BEGIN Records for processing
PR #3776, opened 2025-12-03
WIN-55 Windows E2E tests in CI (+ WIN-52 WIN-60)

itsamegraf:

Please make sure you add a changelog file in `changelog.d/` named `<identifier>.<category>.md`

**Examples:**
- `1054.changed.md` (with GitHub issue)
- `+some-name.added.md` (without issue)

**Identifier:**
- If a GitHub issue exists, use the issue number from the public [mirrord repo](https://github.com/metalbear-co/mirrord)
- Use `+some-name` if no issue exists
- Don't use Linear issues or private repo issue numbers

**Category:**
Check `towncrier.toml` for available categories (`added`, `changed`, `fixed`, etc.) and choose the one that fits your change.

### DIFF
--- a/.github/workflows/ci.yaml
+++ b/.github/workflows/ci.yaml
@@ -391,6 +391,7 @@ jobs:
       - run: |
           cd mirrord/layer/tests/apps/rebind0
           cargo build
+      - run: ./mirrord/layer/tests/apps/dlopen_cgo/build_test_app.sh
       - run: ./scripts/build_c_apps.sh
       - run: cargo test --target x86_64-unknown-linux-gnu -p mirrord-layer
       - name: mirrord protocol UT
@@ -542,7 +543,7 @@ jobs:
       - run: python3 -m pip install flask fastapi uvicorn[standard] # For http mirroring test with Flask.
       - uses: actions/setup-node@v3
         with:
-          node-version: 18
+          node-version: 24
       - run: npm install express # For http mirroring test with node.
       - run: npm install portfinder # For a node specific test
       - name: mirrord layer tests
--- a/.github/workflows/releases-test.yaml
+++ b/.github/workflows/releases-test.yaml
@@ -1,0 +1,535 @@
+name: Release Monitor
+
+on:
+  schedule:
+    # Every 5 minutes (for testing)
+    - cron: "*/5 * * * *"
+  workflow_dispatch: {}
+
+permissions:
+  contents: read
+
+jobs:
+  # ============================================================
+  # 1) Check latest GitHub Release has all required assets
+  # ============================================================
+  check_latest_release:
+    runs-on: ubuntu-24.04
+    outputs:
+      tag: ${{ steps.check.outputs.tag }}
+      html_url: ${{ steps.check.outputs.html_url }}
+    steps:
+      - name: Check latest GitHub Release assets
+        id: check
+        uses: actions/github-script@v7
+        with:
+          script: |
+            const { owner, repo } = context.repo;
+
+            // === REQUIRED ASSETS ===
+            // These must exist on every production release.
+            const requiredAssets = [
+              // Linux x86_64
+              "mirrord_linux_x86_64.zip",
+              "mirrord_linux_x86_64.shasum256",
+              "mirrord_linux_x86_64",
+              "libmirrord_layer_linux_x86_64.so",
+
+              // Linux aarch64
+              "mirrord_linux_aarch64.zip",
+              "mirrord_linux_aarch64.shasum256",
+              "mirrord_linux_aarch64",
+              "libmirrord_layer_linux_aarch64.so",
+
+              // macOS universal
+              "mirrord_mac_universal.zip",
+              "mirrord_mac_universal.shasum256",
+              "mirrord_mac_universal",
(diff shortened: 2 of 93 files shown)


mirrord/layer-lib/src/socket/hostname.rs
```diff
@@ -96,7 +96,7 @@ pub trait HostnameResolver {
     fn is_enabled(check_enabled: bool) -> bool {
         // Check if hostname feature is enabled
         #[cfg(target_os = "windows")]
-        let hostname_enabled = layer_setup().local_hostname();
+        let hostname_enabled = !layer_setup().local_hostname();
```
itsamegraf, line 99: this was a bug that prevent `traffic::traffic_tests::gethostname_remote_result` from passing, not sure how it passed in the first place

mirrord/layer/tests/apps/fileops/go/main.go
```diff
@@ -1,3 +1,5 @@
+//go:build !windows
```
itsamegraf, line 1: restricted to !windows as it uses syscall.Statfs which is only available on unix

mirrord/layer/tests/apps/faccessat_go/main.go
```diff
@@ -1,3 +1,5 @@
+//go:build !windows
```
itsamegraf, line 1: restricted to !windows as it uses syscall.Access which is only available on unix

tests/src/traffic.rs
```diff
@@ -217,6 +217,7 @@ mod traffic_tests {
     #[cfg_attr(not(feature = "job"), ignore)]
     #[rstest]
     #[tokio::test(flavor = "multi_thread", worker_threads = 2)]
+    #[timeout(Duration::from_secs(60))]
```
itsamegraf, line 220: if there are issues with the tests i have seen it hanging forever, this should resolve it

tests/src/env.rs
```diff
@@ -12,7 +12,7 @@ mod env_tests {
         services::basic_service,
     };
 
-    #[cfg_attr(not(feature = "job"), ignore)]
+    #[cfg_attr(any(not(feature = "job"), target_os = "windows"), ignore)]
```
itsamegraf, line 15: this is ignored on windows to prevent it from attempting to run bash (which will run in wsl), there are too many issues with wsl to put it in CI

scripts/win_install_test_app_frameworks.ps1
```diff
@@ -1,21 +0,0 @@
-@REM install choco if necessary
```
itsamegraf: removed this file as it seems like its scripts/win_build_test_apps.ps1 but older

tests/src/targetless.rs
```diff
@@ -125,7 +125,7 @@ mod targetless_tests {
         drop(test_process);
     }
 
-    #[cfg_attr(not(feature = "targetless"), ignore)]
+    #[cfg_attr(any(not(feature = "targetless"), target_os = "windows"), ignore)]
```
itsamegraf, line 128: Application::IntproxyChild of this test is a c application that uses `wait` - a POSIX only function. ignoring this test

.gitignore
```diff
@@ -2,7 +2,7 @@ out
 dist
 node_modules
 package-lock.json
-package.json
+/package.json
```
itsamegraf, line 5: this was added to ensure our node-e2e/package.json file is being tracked by git.
coordinated with Michal who wrote this line originally
Image

mirrord/layer-lib/src/error/windows.rs
```diff
@@ -89,25 +89,38 @@ impl WindowsError {
         };
         Self::format_error_code(err)
     }
+
+    /// Returns the underlying error code formatted as a hexadecimal string.
+    pub fn hex_code(&self) -> String {
```
cristeigabriela, line 94: as long as it's a pub, `get_hex_string` instead perhaps?

mirrord/layer-win/src/hooks/files/mod.rs
```diff
@@ -296,6 +297,16 @@ unsafe extern "system" fn nt_create_file_hook(
             return run_original();
         }
 
+        // Some Windows APIs try to open the drive root (e.g. `C:\`) to inspect metadata. We don't
+        // support mirroring root directory handles, so let Windows handle these locally.
+        if is_nt_path_disk_root(&name) {
```
cristeigabriela, line 302: i think this can be replaced by checking if path_to_unix_path is `/` for now

it will always *exclusively* be a disk root, unless i'm somehow mistaken, because of `is_nt_path_disk_path`

mirrord/layer-lib/src/error/windows.rs
itsamegraf: np, ill do it in my next pr 🙏

mirrord/layer-win/src/hooks/files/mod.rs
itsamegraf: this method has a bit more tests but overall I agree with the approach, will be as part of my next PR 🙏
END Records for processing
What you are asked to do » Scan the material above for the string "changed". Copy each line that holds it.

Answer section »
- `1054.changed.md` (with GitHub issue)
Check `towncrier.toml` for available categories (`added`, `changed`, `fixed`, etc.) and choose the one that fits your change.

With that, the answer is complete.